9. Hukuk Dairesi 2015/9000 E. , 2018/2657 K.
"İçtihat Metni"MAHKEMESİ :İŞ MAHKEMESİ
DAVA : Davacı, kıdem tazminatı, ihbar tazminatı ile fazla mesai ücreti, ulusal bayram ve genel tatil ücreti, hafta tatili ücreti, ücret alacaklarının ödetilmesine karar verilmesini istemiştir.
Yerel mahkemece, davanın kısmen kabulüne karar verilmiştir.
Hüküm süresi içinde taraflar avukatlarınca temyiz edilmiş olmakla, dava dosyası için Tetkik Hakimi tarafından düzenlenen rapor dinlendikten sonra dosya incelendi, gereği konuşulup düşünüldü:
Y A R G I T A Y K A R A R I
A) Davacı İsteminin Özeti:
Davacı vekili, müvekkilinin davalı işyerinde 1.11.2011-18.4.2013 tarihleri arasında hazır beton şantiye sevkiyat sorumlusu olarak çalıştığını,davacı müvekkiline sözlü ve fiili saldırılar olması üzerine davacının işi bırakmak istediğini belirttiğini, davalı işverenin müvekkiline adres değişikliği nedeniyle ile işi bırakıyorum şeklinde bir dilekçe imzalamasını söylediğini, bunun üzerine müvekkilinin bu dilekçeyi imzaladığını iddia ederek ödenmeyen işçilik alacakları olan kıdem tazminatı, ihbar tazminatı ile fazla çalışma,ulusal bayram genel tatil hafta tatili ve ücret alacağının tahsilini talep etmiştir.

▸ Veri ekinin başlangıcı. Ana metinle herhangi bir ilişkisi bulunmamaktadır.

PR #1057, opened 2019-01-30
test: Fix tests on Windows

ExE-Boss:
The `templates` test was failing on Windows due to the usage of `\` in file paths, where the test expected `/`.

---

review?(@chrisdavidmills, @davidflanagan, @Elchi3, @jwhitlock, @peterbe, @wbamberg)


tests/templates.test.js
```diff
@@ -76,18 +77,18 @@ describe('Templates class', () => {
 
     it('only loads files once', async () => {
         const EJS = require('ejs');
-        const mockLoader = jest.fn(filename => `<%= "${filename}" -%>`);
+        const mockLoader = jest.fn(filename => `<%= ${JSON.stringify(filename)} -%>`);
```
ExE-Boss: Without this `\` in the file path would be treated as part of an escape sequence (e.g.: `C:\nodejs\...\kumascript\tests\fixtures\templates\test.ejs` would be interpreted as:
<pre><code>
C:
odejs...kumascript	ests&#x0C;ixtures	emplates	est.ejs
</code></pre>

tests/macros/utils.js
```diff
@@ -176,17 +176,22 @@ function lintHTML(html, fragment = true) {
                 </html>`;
     }
     try {
-        execSync(`java -jar ${vnu} --errors-only --format text -`, {
+        execSync(`java -jar ${JSON.stringify(vnu)} --errors-only --format text -`, {
```
ExE-Boss: Not&nbsp;using `JSON.stringify(…)` here results in&nbsp;a&nbsp;problem similar to&nbsp;https://github.com/mdn/kumascript/pull/1057#discussion_r256427946, but&nbsp;with spaces instead.

tests/macros/utils.js
```diff
@@ -176,17 +176,22 @@ function lintHTML(html, fragment = true) {
...
             stdio: 'pipe',
             timeout: 15000
         });
         return null;
     } catch (error) {
         const error_message = error.message
-            .split(os.EOL)
-            .filter(line => line.startsWith('Error: '))
+            // `vnu` always uses `\n`, even on Windows.
+            .split(/\r?\n/g)
```
peterbe: If it's always `\n` (even on Windows) then why split on possibly `\r`?

tests/macros/utils.js
peterbe: That's a very useful comment, in https://github.com/mdn/kumascript/pull/1057#discussion_r256427946
Can you transpose that into a code comment right above line 179?

tests/templates.test.js
peterbe: Same here. That's a very useful comment. Let's play Jeopardy, the comment should be the answer to "Why does the file name need to be JSON.stringify escaped on this line???"

tests/macros/utils.js
ExE-Boss: In a future case if `vnu` ever gets updated and starts adding `\r` on Windows.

B) Davalıların Cevabının Özeti:
Davalı şirket vekili, davacının istifa suretiyle işten ayrıldığını,kıdem ve ihbar tazminatı talebinin haksız ve yersiz olduğunu,davacının diğer taleplerinin mevcut olmadığını savunarak açılan davanın reddini talep etmiştir.
C) Yerel Mahkeme Kararının Özeti:
Mahkemece, toplanan deliller alınan bilirkişi raporu doğrultusunda davanın kısmen kabulüne karar verilmiştir.
D) Temyiz:
Kararı, taraflar avukatları temyiz etmiştir.
E) Gerekçe:
T.C. Anayasa’sının 138 ve 141. maddeleri uyarınca Hakimler, Anayasaya, kanuna ve hukuka uygun olarak vicdanı kanaatlerine göre hüküm verirler ve bütün mahkemelerin her türlü kararları gerekçeli olarak yazılır. Bu gerekçede hukuki esaslara ve kurallara dayanmalı, nedenleri açıklanmalıdır.

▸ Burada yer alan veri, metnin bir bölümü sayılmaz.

PR #1065, opened 2019-02-03
Add tests for GroupData

wbamberg:
This adds a test for GroupData.json. There's no spec for this structure, so I've looked at the macros that use it to try to figure out what kinds of assumptions they make about the data.

I've treated four of the properties - `interfaces`, `methods`, `properties`, and `events` - as mandatory arrays even if they are empty. As far as I can tell only `events` is actually assumed to be present (in [eventref.ejs](https://github.com/mdn/kumascript/blob/master/macros/eventref.ejs#L36)). However, since `properties` is already present in all groups, and `methods` and `interfaces` are present in all but one group ([and one of those is apparently an error](https://github.com/mdn/kumascript/blob/master/macros/GroupData.json#L1438)), well, it seemed simpler and safer to require all four in the tests, and to add the missing ones to the data.

I've tried to require that strings contain only a restricted set of characters, based on what they already contain and what seems sensible. Macros that use this data sometimes [insert it into the HTML output](https://github.com/mdn/kumascript/blob/master/macros/APIRef.ejs#L263) without any sanitation, so for example stuff like this:

```
        "Alarm API": {
            "overview":   [ "Alarm<strong> API"],
            "interfaces": [ "MozAlarmsManager" ],
            "methods":    [ "Navigator.mozSetMessageHandler()"],
            "properties": [ "Navigator.mozAlarms" ],
            "events":     []
        },
```

...would break pages.

I've tried to use the new testing framework to some extent anyway. I've used `expect` instead of `assert`, but I've not restructured the code to enable (the equivalent of) assertion messages by making every assertion a separate test, since that seems like that will make this code more complicated and verbose. I guess if we decide to use https://github.com/mattphillips/jest-expect-message then it's easy to add assertion messages to this code.

### DIFF
--- a/macros/GroupData.json
+++ b/macros/GroupData.json
@@ -1435,7 +1435,7 @@
             "events":     [ "change" ]
         },
         "Selection API": {
-            "interface":  [ "Selection" ],
+            "interfaces":  [ "Selection" ],
             "properties": [ "Document.onselectionchange",
                             "GlobalEventHandlers.onselectstart" ],
             "methods":    [ "Document.getSelection()",
@@ -1893,6 +1893,7 @@
                             "AuthenticatorResponse",
                             "AuthenticatorAttestationResponse",
                             "AuthenticatorAssertionResponse" ],
+            "methods":    [],
             "properties": [],
             "events":     []
         },
--- a/macros/GroupData.json
+++ b/macros/GroupData.json
@@ -1435,7 +1435,7 @@
             "events":     [ "change" ]
         },
         "Selection API": {
-            "interfaces":  [ "Selection" ],
+            "interfaces": [ "Selection" ],
             "properties": [ "Document.onselectionchange",
                             "GlobalEventHandlers.onselectstart" ],
             "methods":    [ "Document.getSelection()",
--- a/macros/GroupData.json
+++ b/macros/GroupData.json
@@ -658,7 +658,7 @@
                             "gamepaddisconnected" ]
         },
         "Geolocation API": {
-            "guide":      [ { "url":   "/en-US/docs/Web/API/Geolocation/Using_geolocation",
+            "guides":     [ { "url":  "/en-US/docs/Web/API/Geolocation/Using_geolocation",
                               "title": "Using geolocation" } ],
             "interfaces": [ "Coordinates",
                             "Geolocation",
--- a/macros/GroupData.json
+++ b/macros/GroupData.json
@@ -658,7 +658,7 @@
                             "gamepaddisconnected" ]
         },
         "Geolocation API": {
-            "guides":     [ { "url":  "/en-US/docs/Web/API/Geolocation/Using_geolocation",
+            "guides":     [ { "url":   "/en-US/docs/Web/API/Geolocation/Using_geolocation",
                               "title": "Using geolocation" } ],
             "interfaces": [ "Coordinates",
                             "Geolocation",
--- a/tests/macros/groupdata.test.js
+++ b/tests/macros/groupdata.test.js
@@ -52,7 +52,7 @@ function checkGroupData(groupDataJson) {
   for (let groupName of groupNames) {
     // the group name contains only the permitted characters
     expect(permittedCharacters.group.test(groupName)).toBe(true);
-    group = groupData[0][groupName];
+    const group = groupData[0][groupName];
 
     // the group contains interfaces, properties, methods and events
     // they are all string arrays and contain only the permitted characters
--- a/tests/macros/groupdata.test.js
+++ b/tests/macros/groupdata.test.js
@@ -15,22 +15,77 @@ const permittedCharacters = {
   property:   /^[\w.]+$/,
   method:     /^[\w.()]+$/,
   event:      /^[\w()]+$/,
+  dictionary: /^\w+$/,
+  callback:   /^\w+$/,
+  type:       /^\w+$/,
   guideTitle: /^[\w .,]+$/,
   guideUrl:   /^\/[\w-.~/]+$/
 }
 
 /*
-Given `strings`, which should be an array of strings,
-and `characters`, which is a regular expression defining
-the permitted characters in each string, this checks
-that `strings` really is an array and that the strings
-it contains contain only the permitted characters.
+Properties that are allowed in a group
 */
-function checkStringArray(strings, characters) {
-  expect(strings).toBeDefined();
+const permittedGroupProperties = [
+  'overview',
+  'interfaces',
+  'methods',
+  'properties',
+  'dictionaries',
+  'callbacks',
+  'types',
+  'events',
+  'guides'
+];
+
+/*
+Properties that must be present in a group
+*/
+const mandatoryGroupProperties = [
+  'interfaces',
+  'methods',
+  'properties',
+  'events',
+];
+
+/*
+Properties that are allowed in a guide
+*/
+const permittedGuideProperties = [
+  'title',
+  'url'
+];
+
+/*
+Properties that must be present in a guide
+*/
+const mandatoryGuideProperties = [
+  'title',
+  'url'
+];
+
+/*
+Check that `obj` contains:
+* only the properties in `permitted`
+* all the properties in `mandatory`
+*/
+function checkProperties(obj, permitted, mandatory) {
+  let props = Object.keys(obj);
+  for (let prop of props) {
+    expect(permitted.includes(prop)).toBe(true);
+  }
+  for (let prop of mandatory) {
+    expect(props.includes(prop)).toBe(true);
+  }
+}
+
+/*
+Check that `strings` is an array of strings,
+and that each string matches the given regex.
+*/
+function checkStringArray(strings, permitted) {
   expect(Array.isArray(strings)).toBe(true);
   for (let string of strings) {
-    expect(characters.test(string)).toBe(true);
+    expect(permitted.test(string)).toBe(true);
   }
 }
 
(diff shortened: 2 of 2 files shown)


wbamberg:
@a2sheppy , @chrisdavidmills please let me know if the tests here match your expectation for what the structure of GroupData ought to be.

macros/GroupData.json
```diff
@@ -1893,6 +1893,7 @@
                             "AuthenticatorResponse",
                             "AuthenticatorAttestationResponse",
                             "AuthenticatorAssertionResponse" ],
+            "methods":    [],
             "properties": [],
             "events":     []
```
ExE-Boss: These empty arrays are actually unnecessary.

ExE-Boss:
See&nbsp;also&nbsp;https://github.com/mdn/data/pull/342, which shows that there are even more errors in&nbsp;the&nbsp;data.

macros/GroupData.json
wbamberg: Please see my PR description where I talk about these.

wbamberg:
> See also mdn/data#342, which shows that there are even more errors in the data.

Thanks! As far as I can tell the only extra error there is [the one for the Geolocation API](https://github.com/mdn/data/pull/342/files#r246139024), right? I just fixed that one.

I also added tests to check there aren't extra properties, to catch things like this, and in the process found some I wasn't testing: `dictionaries`, `callbacks` and `types`.

chrisdavidmills:
Looks OK to me from a brief glance, but I'm really snowed under this week.

@a2sheppy , you looked at this stuff in detail fairly recently. Can you give this a proper review please?

macros/GroupData.json
a2sheppy: There is some code out there that fails if these aren't included. I learned that the hard way a couple months ago.

a2sheppy:
> > See also [mdn/data#342](https://github.com/mdn/data/pull/342), which shows that there are even more errors in the data.
> 
> Thanks! As far as I can tell the only extra error there is [the one for the Geolocation API](https://github.com/mdn/data/pull/342/files#r246139024), right? I just fixed that one.
> 
> I also added tests to check there aren't extra properties, to catch things like this, and in the process found some I wasn't testing: `dictionaries`, `callbacks` and `types`.

Yes, these are new; we will be moving stuff that was previously jammed into `interfaces` into these over time. Sidebar code will need to be updated to know to look for them. Same for macros that build lists of interface members.

tests/macros/groupdata.test.js
```diff
@@ -0,0 +1,161 @@
...
+const { itMacro, describeMacro } = require('./utils');
+
+/*
+Different strings in GroupData objects have different sets of
+permitted characters.
+*/
+const permittedCharacters = {
+  group:      /^[\w ()-]+$/,
+  overview:   /^[\w ()-]+$/,
+  interface:  /^[\w.]+$/,
```
a2sheppy: Is it worth testing for the first character of an interface name being upper-case, per the rules for naming interfaces?

tests/macros/groupdata.test.js
```diff
@@ -0,0 +1,161 @@
...
+  property:   /^[\w.]+$/,
```
a2sheppy: Similarly, property and method names always start with a lower-case letter (except for constructors).

tests/macros/groupdata.test.js
```diff
@@ -0,0 +1,161 @@
...
+  method:     /^[\w.()]+$/,
+  event:      /^[\w()]+$/,
+  dictionary: /^\w+$/,
+  callback:   /^\w+$/,
+  type:       /^\w+$/,
+  guideTitle: /^[\w .,]+$/,
```
a2sheppy: Does this allow for colons? Doesn't look like it, but I know we have titles that include them.

tests/macros/groupdata.test.js
wbamberg: Thanks @a2sheppy , I've made this change.

tests/macros/groupdata.test.js
wbamberg: There are many cases where this isn't true in the data, e.g. https://github.com/mdn/kumascript/blob/master/macros/GroupData.json#L6.

We could make the validation a bunch more complex here (split on dots, and validate the pieces separately) but I don't think it's worth it. The main point of this test is to make sure that assumptions made by the macros aren't broken by data updates.

tests/macros/groupdata.test.js
wbamberg: It does not, but there aren't any guides in here with colons (or the test would fail). I've chosen to be conservative with things like this: rather than permit any characters that it seems we might want to use, I'm permitting the ones we actually do use. If someone adds a guide that contains a colon, they can update the regex then.

tests/macros/groupdata.test.js
```diff
@@ -0,0 +1,161 @@
...
+      checkStringArray(group.callbacks, permittedCharacters.callback);
+    }
+    if (group.types) {
+      checkStringArray(group.types, permittedCharacters.type);
+    }
+
+    // overview is optional
+    if (group.overview) {
+      // if present it must contain only the permitted characters
+      expect(permittedCharacters.overview.test(group.overview)).toBe(true);
```
ExE-Boss:
```suggestion
      expect(group.overview).toMatch(permittedCharacters.overview);
```

tests/macros/groupdata.test.js
```diff
@@ -0,0 +1,161 @@
...
+}
+
+/*
+Check that `strings` is an array of strings,
+and that each string matches the given regex.
+*/
+function checkStringArray(strings, permitted) {
+  expect(Array.isArray(strings)).toBe(true);
+  for (let string of strings) {
+    expect(permitted.test(string)).toBe(true);
```
ExE-Boss:
```suggestion
    expect(string).toMatch(permitted)
```

tests/macros/groupdata.test.js
```diff
@@ -0,0 +1,161 @@
...
+
+/*
+Check that `obj` contains:
+* only the properties in `permitted`
+* all the properties in `mandatory`
+*/
+function checkProperties(obj, permitted, mandatory) {
+  let props = Object.keys(obj);
+  for (let prop of props) {
+    expect(permitted.includes(prop)).toBe(true);
```
ExE-Boss:
```suggestion
    expect(permitted).toContain(prop);
```

tests/macros/groupdata.test.js
```diff
@@ -0,0 +1,161 @@
...
+  }
+  for (let prop of mandatory) {
+    expect(props.includes(prop)).toBe(true);
```
ExE-Boss:
```suggestion
    expect(props).toContain(prop);
```

tests/macros/groupdata.test.js
```diff
@@ -0,0 +1,161 @@
...
+  expect(groupData.length).toBe(1);
+
+  // the one object has one property for each group
+  // the property's key is the group name
+  const groupNames = Object.keys(groupData[0]);
+
+  for (let groupName of groupNames) {
+
+    // the group name contains only the permitted characters
+    expect(permittedCharacters.group.test(groupName)).toBe(true);
```
ExE-Boss:
```suggestion
    expect(groupName).toMatch(permittedCharacters.group);
```

tests/macros/groupdata.test.js
```diff
@@ -0,0 +1,161 @@
...
+    // guides is optional
+    if (group.guides) {
+      // if present it is an array of guides
+      expect(Array.isArray(group.guides)).toBe(true);
+      for (let guide of group.guides) {
+        // check that the guide has the correct properties
+        checkProperties(guide, permittedGuideProperties, mandatoryGuideProperties);
+
+        // these are both strings that contain only the permitted characters
+        expect(permittedCharacters.guideTitle.test(guide.title)).toBe(true);
```
ExE-Boss:
```suggestion
        expect(guide.title).toMatch(permittedCharacters.guideTitle);
```

tests/macros/groupdata.test.js
```diff
@@ -0,0 +1,161 @@
...
+        expect(permittedCharacters.guideUrl.test(guide.url)).toBe(true);
```
ExE-Boss:
```suggestion
        expect(guide.url).toMatch(permittedCharacters.guideUrl);
```

tests/macros/groupdata.test.js
a2sheppy: Fair enough. I was thinking we could protect against certain typos, too, but you're right that that's outside the scope of verifying the structure of the data.

tests/macros/groupdata.test.js
a2sheppy: Makes sense. I do think we need to be sure to note somewhere that we keep track of that the lack of permitting characters in this test isn't meant to suggest a rule about what's allowed in titles and such then.

a2sheppy:
As far as I'm concerned, once the changes suggested by @ExE-Boss are in, this is good to go. Nice work! 👍

wbamberg:
> To address @escattone’s concerns regarding error messages, I suggest using the proper Jest Matchers methods:

This doesn't help much with that problem, but it is much more readable code, so thanks!

> Also, I’d suggest that the file gets renamed to GroupData.test.js to match the capitalisation of GroupData.json.

I haven't done this. There are no standards for this AFAIK, and to the small extent that there is a convention, lowercase seems to be winning.

> Also, please convert the function comments to JSDoc comments.

Done!

ExE-Boss:
> This doesn't help much with that problem, but it is much more readable code, so thanks!

It does however output the&nbsp;exact string that is&nbsp;causing the&nbsp;test to&nbsp;fail and the&nbsp;`RegExp` that should match, so&nbsp;you&nbsp;can do&nbsp;a&nbsp;<kbd>Ctrl&nbsp;+&nbsp;F</kbd> and&nbsp;fix the&nbsp;issue.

Diğer taraftan 01.10.2011 tarihinde yürürlüğe giren 6100 Sayılı HMK.’un 27. Maddesinde hukuki dinlenilme hakkı kurala bağlanmıştır. Hukukî dinlenilme hakkı, Anayasanın 36 ncı maddesinde ve Avrupa İnsan Hakları Sözleşmesinin 6 ncı maddesinde düzenlenen adil yargılanma hakkının en önemli unsurudur. Hukuki Dinlenilme Hakkı” gereğince davanın tarafları, müdahiller ve yargılamanın diğer ilgilileri, kendi hakları ile bağlantılı olarak hukuki dinlenilme hakkına sahip olup, bu hakkın yargılama ile ilgili olarak bilgi sahibi olunmasını, açıklama ve ispat hakkını, mahkemenin, açıklamaları dikkate alarak değerlendirmesini ve kararların somut ve açık olarak gerekçelendirilmesini içermektedir. Mahkemeler, kararlarını somut ve açık bir şekilde gerekçelendirmek zorundadırlar. Eksik, şeklî ve görünüşte gerekçe yazılması adil yargılanma hakkının (hukukî dinlenilme hakkının), ihlâlidir.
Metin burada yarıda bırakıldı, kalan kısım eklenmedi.